James Franck

James Franck

James Franck was born in Hamburg, Germany, on 26th August, 1882. He studied at the University of Heildelberg before obtaining his doctorate from the University of Berlin in 1906.

Franck stayed in Berlin and with Gustav Hertz carried out experiments where they bombarded mercury atoms with electrons and traced the energy changes that resulted from the collisions. Their experiments helped to substantiate they theory put forward by Nils Bohr that an atom can absorb internal energy only in precise and definite amounts.

During the First World War Franck served in the German Army and after the war he became professor of experimental physics at Gottingen.

A strong opponent of Adolf Hitler Franck left Nazi Germany in 1933. He emigrated to the United States where he became professor of the University of Chicago in 1938.

In 1943 Franck joined the Manhattan Project at Los Alamos.

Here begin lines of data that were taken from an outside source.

PR #145, opened 2022-05-27
Removes TODOs around CNB_BUILDPACK_DIR

### LINKED ISSUE #52: Deprecate code from old Buildpack API versions
Currently libcnb only supports api version 0.6 but it still has code that supports paths specific to old api versions (marked by various TODOs in the codebase). We should clean up this code if we don't plan on supporting api versions older than 0.6 moving forward.

dmikusa-pivotal:
The lifecycle has had CNB_BUILDPACK_DIR support since 0.9.0. It seems safe to remove this fallback code & just fail if the env variable is not present.

Resolves #52. There are no more TODO notes in the code base.


layer_test.go
```diff
@@ -17,6 +17,7 @@
 package libcnb_test
 
 import (
+	"io/ioutil"
```
samj1912, line 20: Was this needed?

samj1912 (approved):
LGTM, minor comment.

layer_test.go
dmikusa-pivotal: Yes, Idk how that happened, but the test was failing locally for me.

samj1912 (approved):

PR #146, opened 2022-05-27
Move formatters out of main package

dmikusa:
Thoughts on this one?

-----

The primary purpose of this PR is to move the formatters that were only used for debug logging out of the main package.

Doing this has a few other side effects that are helpful as well:

- It moves the Logger interface out of the main package into Log. It didn't make a lot of sense that this interface was not in the log package. It was originally put there because that would not require libcnb to use the log package, but we are doing this anyway so we can default to the plain logger.
- It adds a formatter interface so one could customize the output of the directory contents. This is important if you are adding customization to the output format on top of libcnb, i.e. making your own logger.
- DirectoryContentsWriter is more generic now. It doesn't need customized for every directory to log.
- DirectoryContentsWriter now writes directly to a writer, where it previously build up a large string in memory. This could use an unbounded amount of memory given that we log contents of user controlled locations like the application directory.
- Errors are handled in a more sane way. They are still swallowed, but they bubble up to the appropriate location and are captured.


detect.go
```diff
@@ -97,7 +104,12 @@ func Detect(detect DetectFunc, options ...Option) {
 	}
 
 	if config.logger.IsDebugEnabled() {
-		config.logger.Debug(BuildpackPathFormatter(ctx.Buildpack.Path))
+		if internal.NewDirectoryContentsWriter(
```
samj1912, line 107: I think we are missing an err assignment here

detect.go
```diff
@@ -139,7 +151,12 @@ func Detect(detect DetectFunc, options ...Option) {
 	}
 
 	if config.logger.IsDebugEnabled() {
-		config.logger.Debug(PlatformFormatter(ctx.Platform))
+		if internal.NewDirectoryContentsWriter(
```
samj1912, line 154: Same here

internal/directory_contents.go
```diff
@@ -18,36 +18,50 @@ package internal
...
+	path   string
+	format log.DirectoryContentFormatter
+	writer io.Writer
 }
 
-// Get returns the names of all files within a directory
-func (d DirectoryContents) Get() ([]string, error) {
-	var contents []string
+// NewDirectoryContentsWriter returns a new DirectoryContentsWriter initialized and ready to be used
+func NewDirectoryContentsWriter(path string, format log.DirectoryContentFormatter, writer io.Writer) DirectoryContentsWriter {
```
samj1912, line 36: I'm curious what your thoughts are about New* functions. Typically they make it really hard to extend the API if we add new fields to the struct.

log/formatter.go
```diff
@@ -0,0 +1,63 @@
...
+import (
+	"fmt"
+	"os"
+	"path/filepath"
+)
+
+//go:generate mockery --name DirectoryContentFormatter --case=underscore
+
+// DirectoryContentFormatter allows customization of the directory output
+type DirectoryContentFormatter interface {
```
samj1912, line 28: This is an interesting API. Could we also add some examples of how these fields affect the logged output? I'm having a hard time picturing how RootPath for example will be used by an end user without them having to dive into logging internals.

detect.go
dmikusa-pivotal: Yes, good catch. I'll fix.

detect.go
dmikusa-pivotal: I'll fix this one too.

internal/directory_contents.go
dmikusa-pivotal: On one hand, it's an established pattern in Go so I try to follow it.

I do agree that it creates challenges though. It gets unwieldy if you have more than a few arguments, and you're right it's tied very closely to the struct properties so if you change one you have to change the other. It definitely makes it harder to evolve the code without breaking the API.

What I've done in some of our Paketo code is:
    - if we add new fields, we end up adding a new New* method, and deprecating the old method. It's still there, but not breaking.
    - In some cases, we use the Option pattern, where you pass in a variable number of Options that then get applied against the struct

The Option pattern is nice with large structs that have lots of properties or to add more flexibility. The downside is that enforcing required properties then becomes a runtime check as opposed to a requirement through the function arguments.

In this particular case, I added the New method because I wanted to make the struct properties all private (I know you've mentioned wanting to do this more). This would seem to necessitate a constructor, so the struct can be created outside of its package. I'm also OK in this case as I don't think the struct properties will really need to change here. We're already passing in pretty much all the info we can for use in by the formatter.

samj1912:
@dmikusa - I made some minor changes so that the default formatter (plain formatter) is internal only since it takes no args. I changed the interface for the content writer a bit to reuse the formatter/debug writer and had the write method take in both the title and the path.

samj1912 (approved):

PR #147, opened 2022-05-27
Modifies bindings API to improve consistency

### LINKED ISSUE #73: Permission failure for platform does not get logged
We encountered an issue where a user had bindings for a build, but the binding due to some issues with Docker on MacOS had permission issues. Inside the container, the bindings were not readable.

Unfortunately, this didn't seem to cause the buildpack to exit or log anything meaningful. Only when we turned on debug logging did we see the following:

```
Layers: {Path:/layers/paketo-buildpacks_ca-certificates}
Platform contents: error walking path /platform
readdirent /platform/bindings: operation not permitted
Platform Bindings: []
Platform Environment: map[BP_DEBUG:true]
Persistent Metadata: map[]
Buildpack Plan: {Entries:[{Name:ca-certificates-helper Metadata:map[]}]}
Stack: io.buildpacks.stacks.bionic
```

which was enough to tip us off that there were problems.

It seems like this was just a side effect of logging and that the error here is not critical. It is caused by the [PlatformFormatter](https://github.com/buildpacks/libcnb/blob/main/formatter.go#L54-L56) when it tries to print the contents. That triggers a walk of the directory, which fails.

That would only happen with debug logging enabled and I think that would be expected, and no reason to fail the build.

That said, the build should fail when we're [reading the bindings](https://github.com/buildpacks/libcnb/blob/c07e39f24859ebb30db0d26ed2c555899135dfc0/platform.go#L192). From looking at the code, it appears as it should, but in the output, there is no error logged.

Here's the output from what was captured:

```
===> BUILDING
Starting build
Running build for buildpack paketo-buildpacks/ca-certificates@2.3.2
Looking up buildpack
Finding plan
Running build for buildpack Paketo CA Certificates Buildpack 2.3.2
Creating plan directory
Preparing paths
Running build command

Paketo CA Certificates Buildpack 2.3.2
  https://github.com/paketo-buildpacks/ca-certificates
  Launch Helper: Contributing to layer
    Creating /layers/paketo-buildpacks_ca-certificates/helper/exec.d/ca-certificates-helper
Processing layers
Updating environment
Reading output files
Updating buildpack processes
Updating process list
Finished running build for buildpack paketo-buildpacks/ca-certificates@2.3.2
```

IMHO, we should fail if we cannot read the bindings unless the failure is caused because the bindings don't exist. A permissions issue should fail so a user can be alerted and fix the issue.

dmikusa-pivotal:
- Removes `NewBindingsForLaunch`
- Renames `NewBindingsForBuild` to `NewBindings`
- `NewBindings` is the recommended entrypoint for loading bindings across build/detect/launch
- `NewBindingsFromPath` is being left public for historical reasons and to provide a bit of extra flexiblity
- build.go and detect.go were switch to use `NewBindings`
- Uses `os.ReadDir` instead of `filepath.Glob`, the latter will swallow I/O errors which can make it hard to debug binding issues

Resolves #73.


platform.go
```diff
@@ -147,14 +145,18 @@ func NewBindingsFromPath(path string) (Bindings, error) {
...
-func NewBindingsForBuild(platformDir string) (Bindings, error) {
+// NewBindings creates a new bindings from all the bindings at the path defined by $SERVICE_BINDING_ROOT.
+// If that isn't defined, bindings are read from <platform>/bindings.
+// If that isn't defined, the specified platform path will be used
+func NewBindings(platformDir string) (Bindings, error) {
 	if path, ok := os.LookupEnv(EnvServiceBindings); ok {
 		return NewBindingsFromPath(path)
 	}
 
+	if path, ok := os.LookupEnv("CNB_PLATFORM_DIR"); ok {
```
samj1912, line 156: Should we make this env var a public const as well?

dmikusa-pivotal: Yes, I can definitely do that.

platform.go
```diff
@@ -40,6 +40,27 @@ const (
 	// See the Service Binding Specification for Kubernetes for more details - https://k8s-service-bindings.github.io/spec/
 	EnvServiceBindings = "SERVICE_BINDING_ROOT"
 
+	// EnvBuildpackDirectory is the name of the environment variable that contains the path to the buildpack
```
samj1912, line 43: These other constants should probably be in different files?

dmikusa-pivotal: I honestly wasn't sure what makes sense (kind of paralyzed by choice, lol).

To me build.go/detect.go are where they are used most, but perhaps you could make a case they go in buildpack.go since they are part of the buildpack spec, or possibly we should have a const.go (or something like that) where all the consts in `libcnb` package go (I think I've seen that before in go projects).

In the end, I put them here to be colocated with service binding root since I followed the pattern `Env*` for the name of the const. All those locations end up in `libcnb` package, so it didn't seem to make a huge difference from the consumer side.

Do you have a preference where? I don't, so if you want me to move them, I'd be happy to.

samj1912: I am going to approve and merge this. We can move the variables around in a different PR.

samj1912 (approved):

PR #148, opened 2022-05-31
Finish removing shell-specific logic (RFC #0093)

### LINKED ISSUE #70: [RFC #0093] Remove Shell-Specific Logic
This issue have been automatically created from pull request buildpacks/rfcs#168.

dmikusa:
This PR submits the second half of RFC #0093, which is removing the Direct field from the Process struct and also switching the Command field from a string to a list of strings.

This is a breaking change as it removes a field from the struct and changes an existing field, but given this change is only going into v2+ that seems to be the correct path.

Resolves #70.


samj1912:
@dmikusa-pivotal we should probably block this PR on the lifecycle release which removes shell support.

dmikusa-pivotal:
Oh, ok. I thought that had happened already. Do you know the timing of that release? I agree we should wait, but that's going to block us from being able to cut a 2.0 release. There are definitely breaking changes required here.

Maybe we could do a milestone release in the meantime? Does Go have a mechanism for that? Or would one typically just use a specific release commit hash? Just trying to think of a way we can have something that's semi-finished for folks to start playing with, I know I would like to try getting libpakv2 ready to go soon.

samj1912:
I don't think we need to block 2.0 on this issue. I'm happy to cut a release with just BP API 0.8

samj1912:
Marking this as draft so that it is not accidentally merged till the lifecycle release.

natalieparellano:
Now that lifecycle 0.15.0 is out with Buildpack API 0.9 support, could this be un-drafted?

samj1912 (approved):

dmikusa:
OK, all the tests pass and I merged this in. @samj1912 Should we cut a release?

PR #160, opened 2022-07-14
Ensure directories are created when process-specific env variables are used

### LINKED ISSUE #158: Process type specific environment variables break EnvironmentWriter
The EnvironmentWriter is [not creating sub-directories for process-specific environment variables](https://github.com/buildpacks/libcnb/blob/release-1.x/internal/environment_writer.go#L40-L41).

This results in an error when you try to write a process specific environment variable:

```
unable to write layer env.launch /layers/paketo-buildpacks_health-checker/thc/env.launch
unable to write file /layers/paketo-buildpacks_health-checker/thc/env.launch/health-check/THC_PATH.default
open /layers/paketo-buildpacks_health-checker/thc/env.launch/health-check/THC_PATH.default: no such file or directory
```

This impacts release-1.x as well as main.

dmikusa-pivotal:
Resolves #158 for main branch.


internal/environment_writer.go
```diff
@@ -37,6 +37,11 @@ func (w EnvironmentWriter) Write(path string, environment map[string]string) err
 
 	for key, value := range environment {
 		f := filepath.Join(path, key)
+
+		if err := os.MkdirAll(filepath.Dir(f), 0755); err != nil {
```
samj1912, line 41: Should this be outside the for loop? Isn't the directory for all the env vars the same?

dmikusa-pivotal: Normally, but when you have an environment variable that's specific to a process type, there is a subfolder. That means key here will look like this: "health-check/THC_PATH.default". It presently fails if you try to do this because the process type subfolder isn't created.

samj1912: Can we add this as a comment as well?

samj1912 (approved):

internal/environment_writer.go
dmikusa-pivotal, line 41:
```suggestion
		// required to support process-specific environment variables
		if err := os.MkdirAll(filepath.Dir(f), 0755); err != nil {
```

dmikusa-pivotal, line 41:
```suggestion
		// required to support process-specific environment variables
		if err := os.MkdirAll(filepath.Dir(f), 0755); err != nil {
```

dmikusa-pivotal: Done.

Issue #50, opened 2021-04-09
Add docs and examples for usage 


samj1912:
Currently the documentation on libcnb is a bit lacking when it comes to usage. We should add some examples on how to use the various apis/ utilities available in libcnb with a simple buildpack.

Examples of what I am expecting from the resolution of this issue -

https://github.com/paketo-buildpacks/packit#buildpack-interface

https://github.com/Malax/libcnb#example-buildpack

We could also consider adding a buildpack to the samples repository that uses libcnb.

AidanDelaney:
Please assign to me.

AidanDelaney:
We need a concrete example here.  I'm going to provide example `detect` and `build` sources for a `pip install` buildpack.  We will assume the existence of a `python-dist` buildpack that provides a runtime and a `pip-dist` buildpack that provides the `pip` binary.  In our simplified scenario `requirements.txt` can contain only package names and comment lines.  This scenario is similar to the simplified NodeJS scenario used in the packit documenteation.

Is this scenario both simple enough to understand and complex enough to demonstrate the basics of `libcnb`?

dmikusa-pivotal:
I think it would be nice to have an example that's self-contained. Having the assumed existence of other buildpacks, IMHO, makes it harder to follow & ultimately test. Unless you are going to actually use an existing buildpack for those like Paketo. That does make examples harder.

Taking a step back, thinking about the types of things I'd like to see in a demo:

- Detection
  - how to discover basic things like app location, buildpack location, etc..
  - Detection pass/fail
  - providing/requiring items in the buildplan
  - looking at bindings

- Build
  - Common locations at build (very similar to detect) & finding binding info
  - Looking at the buildplan
  - Failing a build
  - Logging/Writing messages to a user
  - Layers (creating, writing files to them, layer flags)
  - Setting labels, process types, slices and exec.d helpers

- Packaging up the buildpack
  - This is important cause you need to compile the Go code & run `pack buildpack package` against the compiled code.
  - That said, I'm not sure what to suggest. We have a system for this, which is being used with the profile buildpack but is undoubtedly more complicated than necessary. Probably, just need a basic Makefile we can suggest with some commands to test, compile & package.

I'm not sure there will be a legitimate sample buildpack that uses all that stuff, but an idea might be to branch off in a section, show one of the features like slices, say "here's how we could add a slice", but then backtrack to the main example and explain that's not necessary to add slices in this example.

[...]

PR #164, opened 2022-07-27
Provide example on using `libcnb.Detector` interface

AidanDelaney:
Show a number of examples in increasing complexity.  Each example
introduces a single idea.


AidanDelaney:
This starts to address #50.  It's not reference documentation so I don't think it fits into the https://tip.golang.org/doc/comment model.  This tutorial has a specific order to it (hence it's not reference documentation) in that it introduces very simple examples and incrementally adds complexity.

Would we prefer this tutorial-style documentation as a long comment on the [`Detector` interface](https://pkg.go.dev/github.com/buildpacks/libcnb#Detector)?  Or is this not the right approach to addressing #50?

dmikusa-pivotal:
>Would we prefer this tutorial-style documentation as a long comment on the [Detector interface](https://pkg.go.dev/github.com/buildpacks/libcnb#Detector)? Or is this not the right approach to addressing https://github.com/buildpacks/libcnb/issues/50?

I agree that it probably doesn't fit well into the Go docs. I'm sure you could stuff it into the Go docs somewhere, but there's not a clear place to put it. I'm OK with this being separate, with references to the Go docs where relevant.

I think the question to me is where to put it? The `docs/` folder in the repo is one possibility, although, I have personally never found it all that helpful when projects do this. Less because of the location, being colocated with the code is reasonable, but more because it doesn't have a cohesive flow (or good search) and often seems like an afterthought. 

If we want to keep it close to the code, I'd be more in favor of using a Github Wiki. I could also see the docs being a separate static web page, perhaps markdown generated. Any thoughts about either of those options?

AidanDelaney:
I think we should try the wiki approach.  This would allow us to document v1 and then quickly restructure to v2 when that is released.  @samj1912 do you want to enable wiki on this repo?

samj1912:
@AidanDelaney I would instead prefer if we use https://go.dev/blog/examples#larger-examples

Wikis are generally not that discoverable for go docs and also likely to get stale.

dmikusa-pivotal:
@samj1912 I like that it compiles the examples, that's nice, but how flexible is it where the examples go? 

The sample there, the sort package, just has some files referenced as examples in its package doc. 

Screen Shot 2022-07-29 at 2 08 17 PM

I'm struggling to visualize how this will fit as a doc comment. The additional context that @AidanDelaney has wrapped around the examples here is important and my concern is that you lose that with inline godoc. I'm also concerned about the volume of the content, there's quite a bit here and that's just for detect. Presumably, there will be something similar for build as well. Putting all of that into the docs is a lot of info right out of the gate. How much control do we have to organize this information?

samj1912:
I thought we agreed that libcnb repo will only contain reference examples for using various APIs and that full tutorials will end up in buildpacks.io.

I would prefer not to create yet another divergence and use Wikis for user documentation. Wikis are generally not that visible, easy to test or automate or review. 

With both the examples and the buildpacks.io website we get review and testing abilities for docs and being able to run it in a CI and they are also a lot more visible.

samj1912:
The full examples also end up in files instead of doc comments -

for eg https://cs.opensource.google/go/go/+/master:src/sort/example_keys_test.go

renders the SortKeys example above.

dmikusa-pivotal:
> I thought we agreed that libcnb repo will only contain reference examples for using various APIs and that full tutorials will end up in buildpacks.io.

I don't recall off the top of my head, mostly just reacting to the content in this PR. It seems like more tutorial and less documentation. I'm totally OK with having this on buildpacks.io docs.

AidanDelaney:
I'm adding small examples of Detect and Build here.  I'll move the tutorial style explanation to buildpacks.io/docs

AidanDelaney:
When we're happy with this approach, I'll crate 1.x versions of these examples.

AidanDelaney:
Hmm...I'm unsure why the Unit Test check is not re-running after a force push.

go.mod
```diff
@@ -3,6 +3,7 @@ module github.com/buildpacks/libcnb
 go 1.17
 
 require (
+	github.com/CycloneDX/cyclonedx-go v0.6.0
```
dmikusa-pivotal, line 6: I'm reluctant to have this package added. Especially because it is just for example code. Can we do without this? Or can someone confirm that Go is smart enough to prune this out of the resulting buildpack binary image?

dmikusa-pivotal:
> Hmm...I'm unsure why the Unit Test check is not re-running after a force push.

Not 100% sure. It should re-run. Maybe try resolving the conflict with go.mod/sum?

go.mod
AidanDelaney: Go is smart enough to prune unused dependencies.  Writing a trivial `main.go` I can then run `go version` to see the dependencies.

```
$ go version -m main
main: go1.18.1
	path	command-line-arguments
	dep	github.com/BurntSushi/toml	v1.2.0	h1:Rt8g24XnyGTyglgET/PRUNlrUeu9F5L+7FilkXfZgs0=
	dep	github.com/Masterminds/semver	v1.5.0	h1:H65muMkzWKEuNDnfl9d70GUjFniHKHRbFPGBuZ3QEww=
	dep	github.com/buildpacks/libcnb	(devel)
	dep	github.com/onsi/gomega	v1.20.0	h1:8W0cWlwFkflGPLltQvLRB7ZVD5HuP6ng320w2IS245Q=
	build	-compiler=gc
	build	CGO_ENABLED=1
	build	CGO_CFLAGS=
	build	CGO_CPPFLAGS=
	build	CGO_CXXFLAGS=
	build	CGO_LDFLAGS=
	build	GOARCH=arm64
	build	GOOS=darwin
```

samj1912 (approved):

Over the next few years he worked with Robert Oppenheimer, Edward Teller, Enrico Fermi, Rudolf Peierls, Felix Bloch, David Bohm, Otto Frisch, James Chadwick, Emilio Segre, Eugene Wigner, Leo Szilard and Klaus Fuchs in developing the atom bombs.

By the time the atom bomb was ready to be used Germany had surrendered. Franck and Leo Szilard circulated a petition among the scientists opposing the use of the bomb on moral grounds. However, the advice was ignored by Harry S. Truman, the USA's new president, and it was dropped on Hiroshima and Nagasaki.

After the Second World War Franck researched in the area of photosynthesis. James Franck died in Gottingen, West Germany on 21st May, 1964.

Primary Sources

(1) James Franck was against dropping the atom bomb on Japan. He sent his views to President Harry S. Truman on 11th June, 1945.

The military advantages and the saving of American lives achieved by the sudden use of atomic bombs against Japan may be outweighed by the ensuing loss of confidence and by a wave of horror and repulsion sweeping over the rest of the world and perhaps even dividing public opinion at home.

From this point of view, a demonstration of the new weapon might best be made, before the yes of representatives of all the United Nations, on the desert or a barren island. The best possible atmosphere for the achievement of an international agreement could be achieved if America could say to the world, "You see what sort of a weapon we had but did not use. We are ready to renounce its use in the future if other nations join us-in this renunciation and agree to the establishment of an efficient international control.

(2) Philip Morrison, a scientist, worked on the Manhattan Project at Alamogordo, New Mexico. Studs Terkel interviewed Morrison about his experiences during the Second World War for his book, The Good War (1985)

James Franck, a truly wonderful man, produced the Franck Report: Don't drop the bomb on a city. Drop it as a demonstration and offer a warning. This was about a month before Hiroshima. The movement against the bomb was beginning among the physicists, but with little hope. It was strong at Chicago, but it didn't affect Los Alamos.

We heard the news of Hiroshima from the airplane itself, a coded message. When they returned, we didn't see them. The generals had them. But then the people came back with photographs. I remember looking at them with awe and terror. We knew a terrible thing had been unleashed. The men had a great party that night to celebrate, but we didn't go. Almost no physicists went to it. We obviously killed a hundred thousand people and that was nothing to have a party about. The reality confronts you with things you could never anticipate.

Before I went to Wendover, an English physicist. Bill Penney, held a seminar five days after the test at Los Alamos. He applied his calculations. He predicted that this would reduce a city of three or four hundred thousand people to nothing but a sink for disaster relief, bandages, and hospitals. He made it absolutely clear in numbers. It was reality. We knew it, but we didn't see it. As soon as the bombs were dropped, the scientists, with few exceptions, felt the time had come to end all wars.